Mechanical environment alters tissue formation patterns during fracture repair.

Fracture repair has previously been shown to be sensitive to mechanical environment, yet the specific relationship between strain character, magnitude and frequency, as well as other mechanical parameters, and tissue formation is not well understood. This study aimed to correlate strain distribution within the healing fracture gap with patterns of tissue formation using a rat model of a healing osteotomy subject to mechanical stimulation in bending. Finite element models based on realistic tissue distributions were used to estimate both the magnitude and spatial distribution of strains within the fracture gap. The spatial distribution of regenerating tissue was determined by microcomputed tomography and histology, and was confirmed using reverse transcription-polymerase chain reaction (RT-PCR). Results suggest that tensile strains suppress chondrogenesis during the mechanical stimulation period.

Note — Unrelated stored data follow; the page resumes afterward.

PR #9271, opened 2026-08-12
fix(RHOAIENG-81952): [v3.5.0] remove SSA-orphaned containers during upgrade

liday-rh:
Cherry-pick of #9253 into `v3.5.0-fixes`.

https://issues.redhat.com/browse/RHOAIENG-81952

## Description

During RHOAI 2.25→3.5 upgrades, the `rhods-dashboard` Deployment ends up with **both** `oauth-proxy` and `kube-rbac-proxy` containers, causing a port 8443 collision and CrashLoopBackOff.

**Root cause:** The old operator (field manager `dashboard`) and new operator (field manager `dashboard-operator`) both apply containers via SSA. Because they use different field manager names, Kubernetes merges rather than replaces the containers list. The stale `oauth-proxy` owned by the old manager persists because SSA's `ForceOwnership` only steals fields that are *present* in the new manifest — it cannot remove fields it doesn't mention.

**Fix:** Add a pre-deploy step (`removeStaleContainers`) that runs before `deployer.Deploy()` in both `reconcileSidecar` and `reconcileStandalone`. It compares live Deployment container names against the rendered manifest and issues a Strategic Merge Patch with `$patch: delete` to remove any containers present in the cluster but absent from the desired spec.

## Cherry-picked commits

- `888768c` fix([RHOAIENG-81952](https://redhat.atlassian.net/browse/RHOAIENG-81952)): remove SSA-orphaned containers during upgrade
- `816bc84` fix: validate container lists in buildStaleContainerPatch

[RHOAIENG-81952]: https://redhat.atlassian.net/browse/RHOAIENG-81952?atlOrigin=eyJpIjoiNWRkNTljNzYxNjVmNDY3MDlhMDU5Y2ZhYzA5YTRkZjUiLCJwIjoiZ2l0aHViLWNvbS1KU1cifQ

### DIFF
--- a/dashboard-operator/internal/controller/dashboard_reconciler.go
+++ b/dashboard-operator/internal/controller/dashboard_reconciler.go
@@ -279,6 +279,14 @@ func (r *DashboardReconciler) reconcileSidecar(
 		return ctrl.Result{}, fmt.Errorf("failed to sanitize deployment probes: %w", err)
 	}
 
+	if err := removeStaleContainers(ctx, r.Client, allResources); err != nil {
+		cm.MarkFalse(string(common.ConditionTypeProvisioningSucceeded),
+			conditions.WithReason("StaleContainerRemovalFailed"),
+			conditions.WithError(err))
+
+		return ctrl.Result{}, fmt.Errorf("failed to remove stale containers: %w", err)
+	}
+
 	deployer := deploy.NewDeployer(
 		deploy.WithFieldOwner("dashboard-operator"),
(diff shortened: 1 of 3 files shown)


lucferbux:
@liday-rh cherry-pick the commit in main https://github.com/opendatahub-io/odh-dashboard/commit/ccba1746b3cfa5a237b2d773f556483c608b5767 that contains both fixes so we can have traceability, push taht and I'll approve the changes, thanks a lot!

lucferbux (approved):
/lgtm
/approve

PR #9322, opened 2026-08-14
Fix template missing label project scoped Templates

emilys314:
Closes https://redhat.atlassian.net/browse/RHOAIENG-82816

## Description

The original code would not look inside the project for the Template. When the "Template removed" was added recently, this actually caused a regression for project scoped Templates. This also surfaced for the new NIM legacy wizard deployment flow, because it comes from the same project. (This also causes a regression for legacy nim modal deployments, because they get the template name wrong for some reason?)

The original code was also doing: 
list global `TemplateKind`s + fetch odhDashboardConfig for order + fetch odhDashboardConfig for disablement for EACH row

This PR makes it done only once per page load now

To fetch the project scoped Templates, it's hard to do when in the global models page, because there are mutliple projects. I just made it fall back to fetch for a single Template in the same project if the row couldn't find a global one

Before:
image
After:
image

## How Has This Been Tested?

go to the zaffre emily2 project and toggle the NIM Wizard flag and you should see a kserve deployment with a project scoped runtime + the NIM deployments

## Test Impact

Jest tests added to cover the different component states

## Request review criteria:

If you have UI changes: 

## Summary by CodeRabbit

- **New Features**
  - Serving details now identify the runtime template used, including whether it is globally or project scoped.
  - Added runtime version status labels, resource details, and clearer indicators for removed templates.
  - Improved loading and error handling while template information is retrieved.

- **Bug Fixes**
  - Prevented temporary display flicker while serving-template data is loading.
  - Improved handling when serving runtimes or templates are unavailable.

### DIFF
--- a/packages/kserve/src/components/__tests__/deploymentServingDetails.spec.tsx
+++ b/packages/kserve/src/components/__tests__/deploymentServingDetails.spec.tsx
@@ -1,0 +1,127 @@
+import React from 'react';
+import { render, screen } from '@testing-library/react';
+import type { FetchStateObject } from '@odh-dashboard/ui-core/hooks/useFetch';
+import type { TemplateKind } from '@odh-dashboard/k8s-core';
+import type { ServingRuntimeKind } from '@odh-dashboard/model-serving/shared';
+import { mockServingRuntimeK8sResource } from '@odh-dashboard/model-serving/__mocks__/mockServingRuntimeK8sResource';
+import { mockServingRuntimeTemplateK8sResource } from '@odh-dashboard/model-serving/__mocks__/mockServingRuntimeTemplateK8sResource';
+// eslint-disable-next-line @odh-dashboard/no-restricted-imports
+import { SERVING_RUNTIME_SCOPE } from '@odh-dashboard/internal/pages/modelServing/screens/const';
+import type { KServeDeployment } from '../../types';
+import DeploymentServingDetails from '../deploymentServingDetails';
+import { useFetchTemplate } from '../../api/template';
+
+// The project-scoped template fetch is the piece we drive per-test.
+jest.mock('../../api/template', () => ({
+  useFetchTemplate: jest.fn(),
+  useFetchTemplates: jest.fn(),
+}));
+
+// Project-scoped label gating is not under test here; keep the area off.
+jest.mock('@odh-dashboard/plugin-core/areas', () => ({
+  useIsAreaAvailable: jest.fn(() => ({ status: false })),
+  SupportedArea: { DS_PROJECT_SCOPED: 'ds-project-scoped' },
+}));
+
+// Version labels rendered from the serving runtime itself are noise for these assertions.
+jest.mock('@odh-dashboard/model-serving/shared/components', () => ({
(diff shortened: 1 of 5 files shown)


packages/kserve/src/components/deploymentServingDetails.tsx
```diff
@@ -1,13 +1,121 @@
...
+        <Stack>
+          <StackItem>{getDisplayNameFromServingRuntimeTemplate(servingRuntime)}</StackItem>
+          <StackItem>
+            <LabelGroup numLabels={5}>
+              {renderDeploymentResourceVersionLabels(servingRuntime, { isCompact: true })}
+              {versionStatus && (
+                <ServingRuntimeVersionStatus
+                  isOutdated={versionStatus === ServingRuntimeVersionStatusLabel.OUTDATED}
+                  version={getServingRuntimeVersion(servingRuntime) || ''}
+                  templateVersion={getServingRuntimeVersion(template) || ''}
```
mturley: These `|| ''` fallbacks are unreachable. This block only renders when `versionStatus` is truthy, and `getServingRuntimeVersionStatus` returns a value only when both versions are already defined non-empty strings, so neither `getServingRuntimeVersion` call can be empty here. Drop the fallbacks, or tighten the prop typing if the empty string was covering a type mismatch.

packages/kserve/src/components/__tests__/deploymentServingDetails.spec.tsx
```diff
@@ -0,0 +1,127 @@
...
+    const server = mockServingRuntimeK8sResource({
+      templateName: 'ovms',
+      version: '2.0.0',
+      scope: SERVING_RUNTIME_SCOPE.Project,
+    });
+    const projectTemplate = mockServingRuntimeTemplateK8sResource({
+      name: 'ovms',
+      version: '2.0.0',
+    });
+    mockUseFetchTemplate.mockReturnValue(
```
mturley: This test mocks `useFetchTemplate` entirely, so it verifies the return value is handled but not that the component calls the hook with the right arguments. The fix depends on fetching from the serving runtime's own namespace, so add a `toHaveBeenCalledWith('ovms', <server namespace>, true)` assertion to guard against a regression that passes the wrong namespace or shouldFetch.

packages/kserve/src/components/deploymentServingDetails.tsx
```diff
@@ -1,13 +1,121 @@
...
+  const error = shouldCheckProject ? projectTemplateError : globalTemplatesError;
+
+  const versionStatus = React.useMemo(() => {
+    return getServingRuntimeVersionStatus(
+      getServingRuntimeVersion(servingRuntime),
+      getServingRuntimeVersion(template),
+    );
+  }, [template, servingRuntime]);
+
+  const isTemplateRemoved = !!templateName && (allLoaded || error) && !template;
```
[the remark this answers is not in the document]
emilys314: fixed

mturley (approved):
Verified in emily2 with the nimWizard flag on:
Image

Also verified in my own project with non-NIM deployments without the flag on:
Image

/lgtm
/approve

PR #9361, opened 2026-08-18
feat: migrate monorepo foundation from npm to pnpm

dpanshug:
https://issues.redhat.com/browse/RHOAIENG-83227

## Description

Migrates the ODH Dashboard first-party monorepo from **npm workspaces** to **pnpm 11.22.0** for local development, CI, security automation, and supported container builds. The migration preserves existing application behavior and keeps independently maintained upstream frontends on their native npm workflows.

### Workspace and dependency management

- Add `pnpm-workspace.yaml` as the workspace source of truth and pin `pnpm@11.22.0` in the root `package.json`.
- Replace first-party `package-lock.json` files with one root `pnpm-lock.yaml` and convert internal `@odh-dashboard/*` dependencies to `workspace:*` where appropriate.
- Keep `packages/model-registry/upstream/frontend` and `packages/notebooks/upstream/workspaces/frontend` as explicit npm islands with their upstream lockfiles.
- Retain `shamefully-hoist=true` temporarily for npm-era compatibility. [RHOAIENG-83228](https://issues.redhat.com/browse/RHOAIENG-83228) tracks removing it after undeclared dependency edges are corrected.

### Developer workflow and tooling

- Migrate root/package scripts, Husky, Makefile wrappers, Cypress commands, contract tests, subtree sync, workspace discovery, security audit tooling, and repository guidance to pnpm.
- Replace `npm query .workspace` with `scripts/query-workspace-packages.js`, which delegates workspace expansion to pnpm and provides normalized metadata to Module Federation, Cypress discovery, coverage, and port validation consumers.
- Add pnpm-aware Jest and Webpack/Rspack helpers for the virtual-store path layout.
- Add [ADR 0004](docs/adr/0004-use-pnpm-workspaces.md), including upstream exceptions, temporary hoisting, developer rollout, and the rollback procedure tracked by RHOAIENG-83229.

### CI and containers

- Add the shared `.github/actions/pnpm-setup` action for pinned pnpm setup, store caching, and frozen installation.
- Make the existing module-cache action pnpm-compatible and retain it only where caching separately installed upstream npm-island dependencies is useful.
- Migrate first-party GitHub workflows, dependency validation, Dependabot/audit handling, Cypress artifact preparation, and build validation to pnpm.
- Build supported module/distribution workspace images from repository-root context with `pnpm install --frozen-lockfile`.
- Preserve hybrid root-pnpm/upstream-npm builds for Model Registry and Notebooks.

### Compatibility fixes retained after review

- Upgrade direct `@rspack/core` declarations to 2.2.4 to fix an upstream CopyRspackPlugin symlink-walk regression exposed by pnpm. Controlled measurements restored production build, dev startup, HMR, and incremental type-check latency to approximate npm/main parity.
- Use pnpm-aware Jest transform/module mapping and contract-test package-root schema resolution.
- Use `scripts/cypress/mock-federation-servers.js` to own static Module Federation test servers and cleanup directly, avoiding hangs from nested long-lived Turbo server tasks while preserving the existing static HTTP behavior.
- Preserve the supported Cypress coverage task and filter only virtual Module Federation data URLs from merged coverage.

No product runtime or UI behavior change is intended. Unrelated Gen AI namespace behavior, Kubernetes/model-serving behavior, mock changes, container runtime changes, and other application fixes found during review were removed from this PR.

### Local setup after merge

```bash
npm install --global pnpm@11.22.0  # one-time bootstrap of the repository-pinned pnpm version
pnpm install
```

Do not create package-local lockfiles for first-party workspaces. Commands run inside the Model Registry and Notebooks upstream frontend directories continue to follow their upstream npm instructions.

### Not in this PR

- Removing temporary shameful hoisting: [RHOAIENG-83228](https://issues.redhat.com/browse/RHOAIENG-83228).
- Migrating the independently maintained Model Registry or Notebooks upstream frontends to pnpm.
- Fixing the repository's broad Markdown ESLint processor/project configuration; migration documentation was validated independently where that existing configuration cannot parse nested Markdown.

## How Has This Been Tested?

Local and review validation completed across the migration includes:

- `pnpm install --frozen-lockfile` and a frozen offline installation.
- Full workspace type-check: 33/33 tasks.
- Full workspace unit suite: 22/22 projects.
- Dashboard Jest: 373 suites and 4,172 tests in the final application-scope validation.
- Workspace discovery, App Config, Jest helper, contract runner, security-audit, and Cypress federation-server unit tests.
- Representative dashboard, Gen AI, Module Federation, Cypress coverage, targeted-spec, and restored-artifact test paths.
- All workspace production build tasks after the Rspack compatibility correction.
- Real Data Connect Hub and Gen AI container builds, including runtime user/command and expected artifact inspection.
- Dockerfile and Makefile dry runs, actionlint, shell syntax, package lint, documentation command/link validation, and diff checks.
- Controlled same-machine npm/main versus pnpm performance measurements for production builds, dev startup, HMR, and incremental type checking.

Current-head CI status at the latest review:

- 189 checks pass, including all 15 Prow contexts and the current Konflux component builds.
- Type-check, unit, contract, BFF, frontend, Cypress setup/shards, build simulation, audit, and image-mirror checks pass.
- `Quality-Gate (lint)` was canceled by a hosted-runner shutdown after 36/49 Turbo tasks; logs showed warnings but no lint errors before cancellation. The aggregate `Tests` check failed because of that canceled dependency and needs a clean rerun.
- Disconnected Readiness reports four false positives from pnpm package-extension keys plus one tagged image in a vendored Notebooks schema. Approved scorer PR [opendatahub-io/disconnected-readiness-scorer#112](https://github.com/opendatahub-io/disconnected-readiness-scorer/pull/112) addresses the four pnpm metadata findings; the remaining upstream finding needs a central exception or approved upstream/product resolution.

## Test Impact

No new product behavior was introduced, so no new product-flow test is required. Existing tests were updated or added where migration tooling behavior changed, including:

- workspace discovery and Module Federation package metadata;
- pnpm Jest transform and module mapping;
- Cypress federation server discovery, artifact validation, argument forwarding, and process cleanup;
- contract-test schema path handling;
- security-audit classification and pnpm lockfile behavior.

Existing unit, contract, Cypress, build, and container suites provide regression coverage for the migrated workflows. The temporary `shamefully-hoist=true` compatibility setting is explicitly tracked for removal in [RHOAIENG-83228](https://redhat.atlassian.net/browse/RHOAIENG-83228) rather than being treated as the final dependency-isolation state.

## Request review criteria:

[RHOAIENG-83228]: https://redhat.atlassian.net/browse/RHOAIENG-83228?atlOrigin=eyJpIjoiNWRkNTljNzYxNjVmNDY3MDlhMDU5Y2ZhYzA5YTRkZjUiLCJwIjoiZ2l0aHViLWNvbS1KU1cifQ
[RHOAIENG-83228]: https://redhat.atlassian.net/browse/RHOAIENG-83228?atlOrigin=eyJpIjoiNWRkNTljNzYxNjVmNDY3MDlhMDU5Y2ZhYzA5YTRkZjUiLCJwIjoiZ2l0aHViLWNvbS1KU1cifQ


dpanshug:
Removing everyone from PR reviewer for now, so you won't receive CI failure emails

dpanshug:
Added `ok-to-skip-audit` for the dependency-validation audit failure.

**Why:** This PR introduces `pnpm-lock.yaml` for the first time. The audit workflow compares `pnpm audit` on the PR head against `main`, but `main` has no `pnpm-lock.yaml`, so the base is treated as zero advisories. The 17 reported GHSA IDs are existing transitive findings (tar, undici, fastify, immutable, etc.) — not new vulnerabilities introduced by the pnpm migration.

After merge, `main` will have a pnpm lockfile baseline and future PRs will only fail on genuinely new advisories.

dpanshug:

dpanshug:

.github/workflows/claude-preflight.yml
```diff
@@ -206,8 +206,7 @@ jobs:
             --permission-mode acceptEdits
             --allowedTools "Bash(gh *)"
             --allowedTools "Bash(git *)"
-            --allowedTools "Bash(npm *)"
-            --allowedTools "Bash(npx *)"
+            --allowedTools "Bash(pnpm *)"
```
christianvogt: add `pnpm` but don't remove `npm`

.agentic-ci/config.yml
```diff
@@ -1,5 +1,5 @@
 setup:
-  - name: Install Node.js
-    run: dnf module enable nodejs:22 -y && dnf install -y --nodocs nodejs npm && npm install -g npm@11.8.0
+  - name: Install Node.js and pnpm
+    run: dnf module enable nodejs:22 -y && dnf install -y --nodocs nodejs npm && npm install -g pnpm@11.22.0
   - name: Install dependencies
-    run: npm ci
+    run: pnpm install --frozen-lockfile
```
christianvogt, line 5: I think we still need npm here.

cc @Gkrumbach07

docs/pnpm-migration-spike.md
dpanshug, line 1: we can remove this spike doc

.github/workflows/test.yml
```diff
@@ -10,85 +10,82 @@ concurrency:
...
+      - name: Setup pnpm and install dependencies
+        uses: ./.github/actions/pnpm-setup
         with:
           node-version: ${{ env.NODE_VERSION }}
       - name: Cache turbo
         uses: actions/cache@0057852bfaa89a56745cba8c7296529d2fc39830 # v4
         with:
-          path: |
-            **/.turbo
+          path: ${{ env.TURBO_CACHE_PATHS }}
```
christianvogt: I believe we can actually just use `path: .turbo` according to https://turborepo.dev/docs/guides/ci-vendors/github-actions#remote-caching-with-github-actionscache

Lucifergene (commented):
GenAI Package Review: Found no blocking issues in the changed GenAI code.

Validation completed:
- pnpm install --frozen-lockfile
- GenAI frontend lint and type-check
- Rspack production build
- Jest: 117 suites / 1,833 tests passed
- GenAI contract tests: 18 passed
- Targeted Cypress specs passed
- Local smoke test with pnpm run dev and make dev-start
- Verified dashboard → GenAI federation, BFF, LlamaStack port-forward, MLflow, namespace discovery, LSD status/models, and AAA models

scripts/cypress/mock-federation-servers.js
```diff
@@ -0,0 +1,228 @@
+/**
+ * Start or wait for Cypress mock module-federation static servers.
+ *
+ * Usage (from frontend/):
+ *   node ../scripts/cypress/mock-federation-servers.js start
+ *   node ../scripts/cypress/mock-federation-servers.js wait
+ *   node ../scripts/cypress/mock-federation-servers.js urls
+ */
```
christianvogt, line 17: These mock-federation-server scripts seem to be temporary to work around how we use turborepo to run scripts in the repo on all workspace packages. This PR brings in additional modules that weren't previously in the workspace and therefore it was running extra scripts.

Ideally we address the script names so that it's clear which scripts we need to run in which packages for CI.

Until then this can remain as a workaround but the comment at the top should describe it being temporary and why it exists.

packages/agent-ops/frontend/tsconfig.json
```diff
@@ -1,5 +1,6 @@
 {
   "compilerOptions": {
+    "rootDir": "../../..",
```
christianvogt: Why are the tsconfig changes required. Validate if they still are.

scripts/validate-module-ports.js
```diff
@@ -14,6 +14,8 @@ const { execSync } = require('child_process');
 const fs = require('fs');
 const path = require('path');
 
+const WORKSPACE_QUERY_SCRIPT = path.join(__dirname, 'query-workspace-packages.js');
```
christianvogt, line 17: Suggestion — how we invoke query-workspace-packages

The script already exports listWorkspacePackagesFromManifest / findRepoRoot, but most callers still spawn node with different relative paths (REPO_ROOT/scripts/…, ../../../scripts/…, $MONOREPO_ROOT/scripts/…).

Consider:

Root package.json bin (same pattern as unit-test-coverage-aggregator) so shell/CI/Makefiles use pnpm exec query-workspace-packages or $MONOREPO_ROOT/node_modules/.bin/query-workspace-packages instead of hard-coded scripts/ paths.

In-repo JS/TS — require the module (or an @odh-dashboard/app-config export) in-process instead of execSync('node "…"'), so rspack/discovery code doesn’t depend on __dirname depth.

packages/mlflow/frontend/config/rspack.common.js
```diff
@@ -53,28 +51,9 @@ module.exports = (env) => ({
...
-          ),
-          path.resolve(RELATIVE_DIRNAME, 'node_modules/@patternfly/patternfly/assets/fonts'),
-          path.resolve(RELATIVE_DIRNAME, 'node_modules/@patternfly/patternfly/assets/pficon'),
-          // Root node_modules for @odh-dashboard/internal imports
-          path.resolve(ROOT_NODE_MODULES, 'patternfly/dist/fonts'),
-          path.resolve(ROOT_NODE_MODULES, '@patternfly/react-core/dist/styles/assets/fonts'),
-          path.resolve(ROOT_NODE_MODULES, '@patternfly/react-core/dist/styles/assets/pficon'),
-          path.resolve(ROOT_NODE_MODULES, '@patternfly/patternfly/assets/fonts'),
-          path.resolve(ROOT_NODE_MODULES, '@patternfly/patternfly/assets/pficon'),
-        ],
```
christianvogt, line 77: I'd really like to avoid having to make the rspack changes because it just expands the risk of this PR.

Is it necessary still?

.agentic-ci/config.yml
dpanshug: can you explain more on this, why we still need npm here?

scripts/validate-module-ports.js
dpanshug: I verified this in a clean worktree with no `node_modules`: the current `pnpm run validate:ports` path succeeds, so we need to preserve pre-install workspace querying. I also tested the `root-bin` approach. The existing root unit-test-coverage-aggregator bin is not available through pnpm exec, and adding a root `query-workspace-packages` bin was likewise still reported as “command not found,” including after pnpm installed dependencies. 

We could directly import the current module from node callers, but providing a stable pnpm exec CLI would need a linked workspace tooling package or a different command contract such as a root package script. Since the current anchored paths work, suggest handling the complete API/CLI cleanup separately rather than partially converting callers in this migration PR.

packages/mlflow/frontend/config/rspack.common.js
dpanshug: Restoring MLflow’s old rspack configuration under the pnpm install causes both production and development builds to fail with roughly 270 PatternFly CSS parse errors

Because assets imported through nested workspace dependencies fall outside the old hard coded include paths, these Rspack changes are still required for the pnpm layout

scripts/validate-module-ports.js
christianvogt: @dpanshug I'm fine with looking for a post PR solution.

Griffin-Sullivan (commented):
MaaS changes look fine to me and it's running good after installing

.agentic-ci/config.yml
Gkrumbach07: this is so that the agent in auto fix doesnt spend a bunch of time installing deps. you need to check that the open shell image they use supports pnpm

christianvogt (approved):

manaswinidas (approved):
/approve

PR #2290, opened 2023-12-11
Edge pipeline topology

dpanshug:
Closes: [RHOAIENG-238](https://issues.redhat.com/browse/RHOAIENG-238)  #2250

## Description
Added Edge pipeline topology views

Pipeline page

image

Pipeline page YAML

image

Pipeline run page

image

@vconzola 

## How Has This Been Tested?
Create pipeline and pipelineRun from [here](https://github.com/opendatahub-io/ai-edge/blob/9a3c0e48fa3c7395be3ccdfc89575c0088b9841a/pipelines/tekton/aiedge-e2e/aiedge-e2e.pipeline.yaml)

Redirect to `http://localhost:4010/edgePipelines/pipeline/view/aiedge-e2e` for pipeline topology page
and to `http://localhost:4010/edgePipelines/pipelineRun/view/<pipelineRunName>` for pipeline run topology page

## Request review criteria:

Self checklist (all need to be checked):
- [x] The developer has manually tested the changes and verified that the changes work
- [x] Commits have been squashed into descriptive, self-contained units of work (e.g. 'WIP' and 'Implements feedback' style messages have been removed)
- [x] Testing instructions have been added in the PR body (for PRs involving changes that are not immediately obvious).
- [ ] The developer has added tests or explained why testing cannot be added (unit tests & storybook for related changes)

If you have UI changes: 

- [x] Included any necessary screenshots or gifs if it was a UI change.
- [x] Included tags to the UX team if it was a UI/UX change (find relevant UX in the [SMEs](https://github.com/opendatahub-io/odh-dashboard/tree/main/docs/smes.md) section).

After the PR is posted & before it merges:
- [ ] The developer has tested their solution on a cluster by using the image produced by the PR to `main`

PR #9362, opened 2026-08-18
fix: MLflow e2e test retry failure due to stale experiment names

crackcodecamp:
## Summary

- Fix `testMlflowExperiments` e2e test consistently failing on retry across builds #2272, #2290, #2299
- Root cause: MLflow's delete API only soft-deletes experiments, retaining the UNIQUE name constraint. On retry, creating an experiment with the same name returns `RESOURCE_ALREADY_EXISTS`, causing the embedded MLflow UI to show an error modal instead of navigating to the detail page
- Add `freeExperimentName()` utility (restore → rename → delete) to properly free experiment names between retries
- Clear browser state between retries to prevent stale module federation cache

## Changes

1. **`packages/cypress/cypress/utils/oc_commands/mlflow.ts`**:
   - `renameMlflowExperimentViaAPI()` — rename via `/experiments/update`
   - `restoreMlflowExperimentViaAPI()` — restore soft-deleted via `/experiments/restore`
   - `freeExperimentName()` — composite: lookup → restore → rename with timestamp suffix → delete

2. **`packages/cypress/cypress/tests/e2e/mlflowExperiments/testMlflowExperiments.cy.ts`**:
   - Add cleanup step in `retryableBefore` to free both experiment and renamed experiment names
   - Add `beforeEach` to clear cookies/localStorage/sessionStorage for clean module federation state

## Test plan

- [x] Verified on live cluster (`ag-gcp-34-pool-k6spq`): restore → rename → delete successfully frees experiment name, allowing create with same name to succeed
- [x] Confirmed MLflow soft-delete retains UNIQUE constraint — `RESOURCE_ALREADY_EXISTS` error reproduced and fixed
- [ ] Run full e2e suite on Jenkins to verify the fix resolves the retry failures

### DIFF
--- a/packages/cypress/cypress/tests/e2e/mlflowExperiments/testMlflowExperiments.cy.ts
+++ b/packages/cypress/cypress/tests/e2e/mlflowExperiments/testMlflowExperiments.cy.ts
@@ -7,6 +7,7 @@ import {
   deleteMlflowExperimentViaAPI,
   getMlflowExperimentIdByName,
   logMlflowRunsViaAPI,
+  freeExperimentName,
 } from '../../../utils/oc_commands/mlflow';
 import { deleteOpenShiftProject, createOpenShiftProject } from '../../../utils/oc_commands/project';
 import { retryableBefore } from '../../../utils/retryableHooks';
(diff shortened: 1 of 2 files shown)


crackcodecamp:
Closing in favor of cherry-picking #8870 which already addresses this same issue on main/3.5/3.6 with a better approach (suffix incrementing instead of restore/rename/delete, plus prompt management coverage). Will cherry-pick #8870 to v3.4.0-fixes instead to avoid divergence.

After stimulation ends, however, tensile strains increased chondrogenesis followed by rapid bone formation. In contrast, in compressive environments, bone is formed primarily via intramembranous ossification. Taken together, these results suggest that intermittent tensile strains during fracture repair stimulate endochondral ossification and promote eventual bone healing compared to intermittent compressive strains and unstimulated fractures. Further understanding of these relationships may allow proposal of optimal therapeutic strategies for improvement of the fracture repair process.